Going The Distance feels like a dump from WB. Funny thing is, it is apparently quite a New Line affair, much raunchier and less (15) Days of Summer than advertised. But most of the world will never know, as even a $20m domestic gross seems a long ways away.

And what is odder than Sony Classics dumping a Zhang Yimou movie? A Woman, a Gun and a Noodle Shop, as someone once said, is escaping, not being released.

Weekend numbers will land here on Monday, not Sunday, this week.

MW on Movies: The American, Machete, Going the Distance, Mesrine: Killer Instinct, Mesrine: Public Enemy No. 1 and Lebanon

Thursday, September 2nd, 2010

The American (Three Stars)
U.S.; Anton Corbijn, 2010

I like George Clooney. No off-color psychological speculations, please.

What I like about him is the easy-going “good guy” way he plays the Hollywood game. I like his politics, his philanthropy, his unpretentious smarts, his good-natured jock style, his taste in movie scripts, his daring as a director, his wry grin, his sense of fun and his sense of seriousness.

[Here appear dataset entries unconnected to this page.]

PR #205, opened 2019-08-16
Fix reverse translation issue

richardwxn:
1. Minor bug fix
2. Actually we don't need to unmarshall input values.yaml to values.types struct first and then marshall, which would lose some settings that don't have translation mappings. We can just take the input values.yaml value and do the reverse translation so that all untranslated path can be populated to common.values of different components.

### DIFF
--- a/cmd/mesh/manifest-migrate.go
+++ b/cmd/mesh/manifest-migrate.go
@@ -17,12 +17,10 @@ package mesh
 import (
 	"encoding/json"
 	"fmt"
-	"path/filepath"
-	"strings"
-
 	"github.com/ghodss/yaml"
 	"github.com/gogo/protobuf/jsonpb"
 	"github.com/spf13/cobra"
+	"path/filepath"
 
 	"istio.io/operator/pkg/kubectlcmd"
 	"istio.io/operator/pkg/translate"
@@ -59,18 +57,21 @@ func manifestMigrateCmd(rootArgs *rootArgs, mmArgs *manifestMigrateArgs) *cobra.
 }
 
 func valueFileFilter(path string) bool {
-	return filepath.Ext(path) == YAMLSuffix && strings.HasPrefix(filepath.Base(path), "values")
+	return filepath.Base(path) == "values.yaml"
 }
 
 // migrateFromFiles handles migration for local values.yaml files
 func migrateFromFiles(rootArgs *rootArgs, args []string) {
 	checkLogsOrExit(rootArgs)
-
-	logAndPrintf(rootArgs, "translating input values.yaml file at: %s to new API", args[0])
 	value, err := util.ReadFiles(args[0], valueFileFilter)
 	if err != nil {
 		logAndFatalf(rootArgs, err.Error())
 	}
+	if value == "" {
+		logAndPrintf(rootArgs, "no valid value.yaml file specified")
+		return
+	}
+	logAndPrintf(rootArgs, "translating input values.yaml file at: %s to new API", args[0])
 	translateFunc(rootArgs, []byte(value))
 }
 
--- a/cmd/mesh/manifest-migrate.go
+++ b/cmd/mesh/manifest-migrate.go
@@ -18,12 +18,12 @@ import (
 	"encoding/json"
 	"fmt"
 	"path/filepath"
+	"strings"
 
 	"github.com/ghodss/yaml"
 	"github.com/gogo/protobuf/jsonpb"
 	"github.com/spf13/cobra"
 
-	"istio.io/operator/pkg/apis/istio/v1alpha2"
 	"istio.io/operator/pkg/kubectlcmd"
 	"istio.io/operator/pkg/translate"
 	"istio.io/operator/pkg/util"
@@ -59,7 +59,7 @@ func manifestMigrateCmd(rootArgs *rootArgs, mmArgs *manifestMigrateArgs) *cobra.
 }
 
 func valueFileFilter(path string) bool {
-	return filepath.Base(path) == "values.yaml"
+	return filepath.Ext(path) == YAMLSuffix && strings.HasPrefix(filepath.Base(path), "values")
 }
 
 // migrateFromFiles handles migration for local values.yaml files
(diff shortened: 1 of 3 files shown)


cmd/mesh/manifest-migrate.go
```diff
@@ -59,7 +59,7 @@ func manifestMigrateCmd(rootArgs *rootArgs, mmArgs *manifestMigrateArgs) *cobra.
 }
 
 func valueFileFilter(path string) bool {
-	return filepath.Base(path) == "values.yaml"
+	return filepath.Ext(path) == YAMLSuffix && strings.HasPrefix(filepath.Base(path), "values")
```
ostromart: i'm concerned this is not going to be robust. we're relying on a filename being of the form values*.yaml - is there a better way to check for this, like file position wrt. charts root?

pkg/translate/translate_value.go
```diff
@@ -267,8 +263,11 @@ func translateHPASpec(inPath string, outPath string, value interface{}, valueTre
 	if !asEnabled {
 		return nil
 	}
-	newP := util.PathFromString(inPath)[0]
-	minPath := newP + ".autoscaleMin"
+
+	newP := util.PathFromString(inPath)
+	// last path element is k8s setting name
+	newPS := newP[:len(newP)-1].String()
+	minPath := newPS + ".autoscaleMin"
```
ostromart: the logic for autoscaleMin/Max should be the same, so i feel like some code below could be de-duped. that may be the case for other params too...

pkg/translate/translate_value.go
```diff
@@ -289,6 +288,46 @@ func translateHPASpec(inPath string, outPath string, value interface{}, valueTre
 	if _, err := tpath.DeleteFromTree(valueTree, util.ToYAMLPath(maxPath), util.ToYAMLPath(maxPath)); err != nil {
 		return err
 	}
+
+	cuPath := newPS + ".cpu.targetAverageUtilization"
+	cuVal, found, err := name.GetFromTreePath(valueTree, util.ToYAMLPath(cuPath))
```
ostromart: the operation here should probably be in a helper function - it's too detailed to follow at this level.

pkg/translate/translate_value.go
```diff
@@ -289,6 +288,46 @@ func translateHPASpec(inPath string, outPath string, value interface{}, valueTre
...
+apiVersion: apps/v1
+kind: Deployment
+name: istio-%s`
+
+	stString := fmt.Sprintf(stVal, newPS)
+	if err = yaml.Unmarshal([]byte(stString), &st); err != nil {
+		return err
+	}
+	log.Infof("path has value in helm Value.yaml tree, mapping to output path %s", outPath)
+	if err := tpath.WriteNode(cpSpecTree, util.ToYAMLPath(outPath+".scaleTargetRef"), st); err != nil {
```
ostromart: overall, i think the code above has repeated code that could be refactored at least to use helper function(s), if not to use a for loop and passing a list of mappings to it.

richardwxn: I would try to refactor and consolidate the repeating logic. But even that we can't really just do a simple mapping as there is some minor difference to handle different settings, only minReplica and maxReplicas are handled the exactly same way

pkg/translate/translate_value.go
richardwxn: I think the translateHPASpec function is already helper function to handle special translation, and since each hpa setting has slightly different handling so is not easy to extract general ways from it. So I try to refactor the logic inside this function.

cmd/mesh/manifest-migrate.go
richardwxn: I checked the helm package implementation, it just check whether the file name equals "values.yaml", like what was implemented here before. That would work for installer files, but I am thinking the requirement should not be too strict because we have seen "values*.yaml" naming.

I am not sure whether it is necessary to validate the file schema or content here, instead I think it might be more clear to just give user message what files are being translated or not.

pkg/translate/translate_value.go
```diff
@@ -267,26 +263,58 @@ func translateHPASpec(inPath string, outPath string, value interface{}, valueTre
...
 	}
-	newP := util.PathFromString(inPath)[0]
-	minPath := newP + ".autoscaleMin"
-	asMin, found, err := name.GetFromTreePath(valueTree, util.ToYAMLPath(minPath))
-	if found && err == nil {
-		if err := tpath.WriteNode(cpSpecTree, util.ToYAMLPath(outPath+".minReplicas"), asMin); err != nil {
+
+	newP := util.PathFromString(inPath)
+	// last path element is k8s setting name
+	newPS := newP[:len(newP)-1].String()
```
ostromart: could write above two lines as
newPS := util.PathFromString(inPath)[len(newP)-1]

pkg/translate/translate_value.go
```diff
@@ -267,26 +263,58 @@ func translateHPASpec(inPath string, outPath string, value interface{}, valueTre
...
+		".autoscaleMax":                 ".maxReplicas",
+		".cpu.targetAverageUtilization": ".metrics",
+	}
+
+	for key, newVal := range valMap {
+		valPath := newPS + key
+		asVal, found, err := name.GetFromTreePath(valueTree, util.ToYAMLPath(valPath))
+		if found && err == nil {
+			log.Infof("path has value in helm Value.yaml tree, mapping to output path %s", outPath)
+			if key == ".cpu.targetAverageUtilization" {
```
ostromart: rather than checking for a special key, it's better to move this outside the loop, then have both this and the loop code call the same helper function if possible.

pkg/translate/translate_value.go
```diff
@@ -416,8 +444,8 @@ func (t *ReverseTranslator) translateRemainingPaths(valueTree map[string]interfa
 				}
 				errs = util.AppendErr(errs, t.translateRemainingPaths(newMap, cpSpecTree, newPath))
 			}
-			if errs != nil {
-				return errs
+			if errs.ToError() != nil {
```
ostromart: if err := errs.ToError(); err != nil {
  return err
}

pkg/translate/translate_value.go
richardwxn: the newP is defined from util.PathFromString(inPath)
so for one line, we have to write util.PathFromString(inPath)[:len(util.PathFromString(inPath)-1].String(), which is too lengthy

pkg/translate/translate_value.go
richardwxn: removed the special key out of the loop

cmd/mesh/manifest-migrate.go
```diff
@@ -17,13 +17,11 @@ package mesh
 import (
 	"encoding/json"
 	"fmt"
-	"path/filepath"
-
 	"github.com/ghodss/yaml"
 	"github.com/gogo/protobuf/jsonpb"
 	"github.com/spf13/cobra"
+	"path/filepath"
```
golangcibot: File is not `goimports`-ed (from `goimports`)
```suggestion

```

And I like the fact that he‘s a stunning-looking guy who can effortlessly get all the things available to stunning-looking guys — the ladies, the jobs, the laughs and whatever else — but that he doesn’t rub our noses in it, or act like he‘s always on the make, or pump himself up with vanity and vacuous self-regard. I like that he makes fun of himself, and even makes fun of the American obsession with stunning-looking guys and gorgeous women and using your looks to get ahead.

As Clint Eastwood likes to say about himself and his philosophy, Clooney takes the work seriously, but not himself seriously. (Once, talking about Hollywood acting careers, Clooney said frankly that it was usually the better-looking guys who got the parts, and he made clear he thought that was a mistake — and also that he was one of the beneficiaries.)

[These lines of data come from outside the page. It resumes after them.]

PR #206, opened 2019-08-16
support resource type for k8s mapping.

morvencao:
Resolve: https://github.com/istio/istio/issues/16290

### DIFF
--- a/pkg/translate/translate.go
+++ b/pkg/translate/translate.go
@@ -34,6 +34,10 @@ import (
 )
 
 const (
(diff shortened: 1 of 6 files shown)


pkg/translate/translate.go
```diff
@@ -234,60 +236,70 @@ var (
 					AlwaysEnabled:        true,
 				},
 				name.PilotComponentName: {
+					ResourceType:         "Deployment",
```
ostromart: change to string constant (would be better to reference k8s def but it seems like that's not available)

morvencao: done

PR #209, opened 2019-08-17
Update README

richardwxn:
move the CLI part to an independent README.
Add description for manifest sub-commands.


ostromart:
I think it may be better to leave this as is, since it's intended as a walkthrough rather than a reference. Let's discuss on Monday.

richardwxn:
> I think it may be better to leave this as is, since it's intended as a walkthrough rather than a reference. Let's discuss on Monday.

Ok that makes sense, so where is the reference supposed to be sitting at, istio.io? I think we can at least add the remaining commands part to the quick tour if not creating a new independent section. Sure, let's discuss on Monday.

sdake:
@richardwxn the reference should be here:

https://preliminary.istio.io/docs/reference/commands/istioctl/

sync with @adammil2000 as I think he is working in this area.

Cheers
-steve

richardwxn:
talked offline with @ostromart, instead of creating an independent reference in the README, I made a change to the PR to only add missing commands for the quick tour part.

PR #210, opened 2019-08-17
Changes to API for mesh config integration

ostromart:
This reflects the first change to align better with mesh config:
 - removed all config items from API
 - removed redundant "common" path
 - removed per-component values overrides. All values overrides now go through single global path.
 - updated UT and profiles accordingly


README.md
```diff
@@ -292,19 +291,16 @@ spec:
...
 spec:
-  trafficManagement:
-    components:
-      pilot:
-        common:
-          values:
-            traceSampling: 0.1 # override from 1.0
+  values:
+    pilot:
+      traceSampling: 0.1 # override from 1.0
```
morvencao: Not sure if this example is suitable here, because i have tried this case, looks like it doesn't work:
```
# out/bin/mesh manifest generate -f samples/pilot-k8s.yaml | grep -i sampling
        - name: PILOT_TRACE_SAMPLING
    traceSampling: 1
```

As you can see `traceSampling` isn't overrided, because we have following k8s env overlay in `default` profile:
```
          k8s:
            env:
              - name: POD_NAME
                valueFrom:
                  fieldRef:
                    apiVersion: v1
                    fieldPath: metadata.name
              - name: POD_NAMESPACE
                valueFrom:
                  fieldRef:
                    apiVersion: v1
                    fieldPath: metadata.namespace
              - name: GODEBUG
                value: gctrace=1
              - name: PILOT_TRACE_SAMPLING
                value: "1"
              - name: CONFIG_NAMESPACE
                value: istio-config
```

The current workaround is override `traceSampling` is update it in k8s overlay:
```
kind: IstioControlPlane
spec:
  trafficManagement:
    components:
      pilot:
        common:
          k8s:
            env:
              - name: POD_NAME
                valueFrom:
                  fieldRef:
                    apiVersion: v1
                    fieldPath: metadata.name
              - name: POD_NAMESPACE
                valueFrom:
                  fieldRef:
                    apiVersion: v1
                    fieldPath: metadata.namespace
              - name: GODEBUG
                value: gctrace=1
              - name: PILOT_TRACE_SAMPLING
                value: "0.1"
              - name: CONFIG_NAMESPACE
                value: istio-config
```

data/profiles/default.yaml
```diff
@@ -10,458 +10,219 @@ spec:
...
+              cpu: 100m
+              memory: 128Mi
+            limits:
+              cpu: 2000m
+              memory: 1024Mi
+
       egressGateway:
-        common:
-          enabled: false
-          k8s:
```
morvencao: Do we want to remove the k8s overlay part for `egressGateway`? 
Although it is disabled in `default` profile, but other profiles(`demo` and `demo-auth`) and customized API will need this.

ostromart: Good point, done.

README.md
ostromart: Done.

pkg/translate/translate_value_test.go
```diff
@@ -27,6 +27,7 @@ import (
 )
 
 func TestValueToProto(t *testing.T) {
+	t.Skip("Disabled while components.common.values is removed.")
```
richardwxn: Add a TODO here?

cmd/mesh/manifest.go
```diff
@@ -111,13 +111,6 @@ func genManifests(inFilename string, setOverlayYAML string) (name.ManifestMap, e
 
 // fetchInstallPackageFromURL downloads installation packages from specified URL.
 func fetchInstallPackageFromURL(mergedICPS *v1alpha2.IstioControlPlaneSpec) error {
```
richardwxn: so we are removing this functionality for specifying version and install?

ostromart: for 1.3 only. we will discuss this again in 1.4 timeframe.

pkg/translate/translate_value_test.go
ostromart: I've created https://github.com/istio/istio/issues/16390.

PR #212, opened 2019-08-19
update doc.

morvencao:


ARCHITECTURE.md
```diff
@@ -60,16 +60,22 @@ Base | CRDs
 Traffic Management | Pilot
 Policy | Policy
 Telemetry | Telemetry
+Telemetry | Prometheus
+Telemetry | Prometheus Operator
+Telemetry | Grafana
+Telemetry | Kiali
+Telemetry | Tracing
```
ostromart: These need an asterisk as they are not core components (e.g. they are not in the proto). Maybe take them out of the table and include a note under it that mentions them?

ARCHITECTURE.md
```diff
@@ -60,16 +60,22 @@ Base | CRDs
...
 Security | Cert manager
 Configuration management | Galley
 Gateways | Ingress gateway
 Gateways | Egress gateway
 AutoInjection | Sidecar injector
+ThirdParty | CNI
 
 Features and components are defined in the
-[name](https://github.com/istio/operator/blob/905dd84e868a0b88c08d95b7ccf14d085d9a6f6b/pkg/name/name.go#L38) package.
+[name](https://github.com/istio/operator/blob/master/pkg/name/name.go#L246) package.
```
ostromart: Probably not a good idea to use master since this will be changing. You could update the sha to something more recent though.

ARCHITECTURE.md
morvencao: done.

ARCHITECTURE.md
morvencao: done.

PR #215, opened 2019-08-20
update reverse logic after api changes

richardwxn:


pkg/translate/translate_value.go
```diff
@@ -459,51 +459,19 @@ func (t *ReverseTranslator) translateRemainingPaths(valueTree map[string]interfa
...
 			}
-		// remaining leaf need to be put into common.values
+		// remaining leaf need to be put into root.values
 		default:
-			err := t.translateToCommonValues(cpSpecTree, newPath, val)
-			if err != nil {
+			if newPath[len(newPath)-1] == "enabled" {
+				continue
+			}
+			if err := tpath.WriteNode(cpSpecTree, util.ToYAMLPath("Values." + newPath.String()), val); err != nil {
```
golangcibot: File is not `goimports`-ed (from `goimports`)
```suggestion
			if err := tpath.WriteNode(cpSpecTree, util.ToYAMLPath("Values."+newPath.String()), val); err != nil {
```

Clooney’s special spot in American movies is the one Paul Newman used to have, and Newman was a special favorite of mine too. Both of them are (or were) likable superstars, golden boys and unpretentious liberals, smart jocks who like a good time, but work damned hard, and, in some ways, are over-achievers. (Newman was a spectacular over-achiever, in more than just acting.)

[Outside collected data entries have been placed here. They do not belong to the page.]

PR #111, opened 2021-09-28
Add a profile to bypass the duplicate module-info.java check in VS Code

testforstephen:
Currently opening this project in VS Code will report the error **"Build path contains duplicate entry 'module-info.java' for project x"**,  this is because VS Code Java tooling only allows a Java project to have at most one JPMS module-info.java. 

To workaround it, we can exclude test module-info.java when running in VS Code and fallback to the classpath way to handle test files. Since `m2e.version` property is only effective with VS Code Java tooling, it has no influence in Maven build itself.

### DIFF
--- a/pom.xml
+++ b/pom.xml
@@ -494,6 +494,34 @@
                 </plugins>
             </build>
         </profile>
+        <profile>
+            <!-- Only active in VS Code Java environment, used to bypass duplicate
+    module-info.java check in VS Code. It has no influence on the Maven build itself. -->
+            <id>m2e</id>
+            <activation>
+                <property>
+                    <name>m2e.version</name>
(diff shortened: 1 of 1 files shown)


testforstephen:
cc @brunoborges

karianna (approved):
LGTM - although we should keep an issue open for when Code supports this.  I'm guessing this would solve it for Eclipse IDE as well.

kabutz:
Do we still need this, now that we have removed the module-info.java from the test package?

testforstephen:
> Do we still need this, now that we have removed the module-info.java from the test package?

This PR becomes invalid if you have removed module-info.java from the test package. I will close it.

PR #112, opened 2021-09-28
Used canonical order for elements in module-info.java

kabutz:
Sorry for all these pull requests. I'm also figuring this JPMS stuff out as we go along. It seems that the canonical order of the elements inside the module-info.java file in the OpenJDK/src is always the same:

`module some.module.name {
  requires ...
  
  requires transitive ...

  exports ... 

  exports ... to
    ...

  opens ... to 
    ...

  uses ...

  provides ... with 
    ...
}`

The order in our module-info.java files were a bit muddled, with requires sometimes appearing near the end.

Furthermore, the entries are usually alphabetically sorted.

(There is one case in the OpenJDK where requires transitive is out of order, but that was because someone changed it and didn't reorder it. I've sent a pull-request there too, but it's so insignificant I almost doubt it will be accepted.)

### DIFF
--- a/api/src/main/java/module-info.java
+++ b/api/src/main/java/module-info.java
@@ -26,6 +26,7 @@
  * @uses com.microsoft.gctoolkit.aggregator.Aggregator
  */
 module com.microsoft.gctoolkit.api {
+    requires java.logging;
 
     exports com.microsoft.gctoolkit;
     exports com.microsoft.gctoolkit.aggregator;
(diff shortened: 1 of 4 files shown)


dsgrieve (approved):

kabutz:
https://docs.oracle.com/javase/specs/jls/se17/html/jls-7.html#jls-ModuleDirective

brunoborges (approved):
LGTM

PR #113, opened 2021-09-28
Hide starting gun

kabutz:
After our reorganization, it seems that the StartingGun class is only needed inside the vertx module. I thus propose that we move it into an internal package inside our vertx module. No point having to maintain this if someone outside of our project starts using it.


karianna:
Needs a rebase but LGTM

karianna (approved):
LGTM

brunoborges (approved):

brunoborges:
I'd like to get @kirk-microsoft's input on this one before merging.

kabutz:
> I'd like to get @kirk-microsoft's input on this one before merging.

For once I think @kirk-microsoft and even @kcpeppe will agree wholeheartedly with the proposed PR ;-)

PR #114, opened 2021-09-28
Made test methods public to avoid --add-opens

kabutz:
The reason that we needed --add-opens for our tests was because our test classes and the test methods were not public. I have changed the test classes to be public and their test methods too, so that junit does not have an issue calling them and have removed the --add-opens from the dom.xml files. I think @karianna will be pleased as punch.

### DIFF
--- a/api/pom.xml
+++ b/api/pom.xml
@@ -16,20 +16,6 @@
     <description>Model APIs for aggregator, events, inputs.</description>
     <url>${project.parent.url}</url>
 
-    <build>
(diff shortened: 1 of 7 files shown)


karianna:
@kabutz Sorry PRs are flying in so can you rebase this?

karianna:
I am pleased as punch :-)

karianna (approved):
LGTM

brunoborges (approved):

PR #129, opened 2021-10-08
Comparator date time stamp

dsgrieve:
Compare time stamps first. If equal, then compare date stamp (which is a ZonedDateTime).
If either of the date stamps are null, then consider them equal. 

The date stamps are only compared if the time stamps are not equal. In practical use, the DateTimeStamps being compared will both have non-null date stamps, or will both  have null date stamps. You won't have one date stamp null and the other not because the DateTimeStamps are created by the parser from the parsed log line. The log line will have a time stamp, a date stamp, or both a date and time stamp. Therefore, just comparing if either is null is sufficient.


brunoborges:
LGTM, and given @dsgrieve addressed @karianna's comments, I'm merging.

The American, Clooney’s latest movie, is a good example of that striving, of that reach that almost exceeds the grasp. It’s an eye-popping, laconic, dramatically perverse mix of art film and classy romantic thriller that deliberately tramples on the current norms and box-office formulas. Instead, it summons up memories of esoteric European suspense dramas like Melville’s Le Samourai and Le Cercle Rouge, and Antonioni‘s The Passenger, rather than the more obvious models you’d expect, like Bourne and Bond.

It’s a good film, beautifully visualized, a little self-indulgent maybe, and a little spare of script. Clooney‘s star role is as an assassin/gunsmith variously known as Jack, Edward and Butterfly, dodging bullets on a working idyll in the lush Abruzza mountain country of Italy, and involved with several knockout ladies, a philosophical priest, and an impatient employer (some or all of whom may mean him harm). It’s an uncharacteristic minimalist job, fraught with tension and less heavy on the usual Clooney trumps of charm and personality.

Like Le Samourai, that classic neo-noir of the ‘60s with Alain Delon as a somber Parisian hit man, The American is about a perfectionist in murder whose world is coming apart and who (unwisely, perhaps) seems to fall in love. So the film begins with a botched attack and a startling rub-out and it stays tense and opaque, keeps mixing sex and menace the rest of the way.

During most of The American, a movie in which Clooney’s character fends off attacks, constructs a super-gun for another (female) assassin, engages in some very authentic-looking lovemaking and strolls around the hilly streets and chic shops of that Abruzzi village, Jack simply looks scared shitless or about to be. Or lost in some confused, apprehensive reverie. He looks as if something is sneaking up behind him — and it is.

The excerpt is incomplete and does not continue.